EAST ST. LOUIS — from www.stltoday.com – A federal appeals court has reversed part of a former Madison County lawyer’s prison sentence for blackmailing his ex-wife with nude photos of her underage sister.
Gary Peel [pictured left], 65, once a lawyer at the powerful Lakin law firm in Wood River, is serving a 12-year sentence on charges of bankruptcy fraud, obstruction of justice and possession of child pornography.
But in a ruling released Friday, the 7th U.S. Circuit Court of Appeals in Chicago says it was double jeopardy to charge Peel with both bankruptcy fraud and obstruction of justice.
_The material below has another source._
PR #302, opened 2026-09-03
fix: pin versions

ArthurTonial:

## Description

Replaces `~=` (compatible release) pin specifiers with explicit `>=x,<N` major-version ranges for all runtime dependencies in `pyproject.toml`. This makes upper bounds intentional and documented rather than an implicit side-effect of the `~=` operator.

“This is like a case in which a person is tried for both murder and attempted murder,” wrote Judge Richard Posner. “The elements are different, but since conviction for murder automatically convicts the defendant of attempted murder (for there can be no murder without attempting the deed), the defendant cannot be convicted of both crimes.”
Furthermore, the ruling says the U.S. District Court in East St. Louis wrongly calculated that Peel intended a loss of more than $1 million, which added prison time under federal sentencing guidelines.
The appellate court remanded the case to U.S. District Judge William Stiehl, directing him to vacate one of the convictions, recalculate Peel’s sentencing range and resentence him.
The move will likely reduce Peel’s total sentence, but under complicated sentencing guidelines, it’s unclear by how much. He was sentenced concurrently on all four counts, with the obstruction of justice charge netting him the most prison time.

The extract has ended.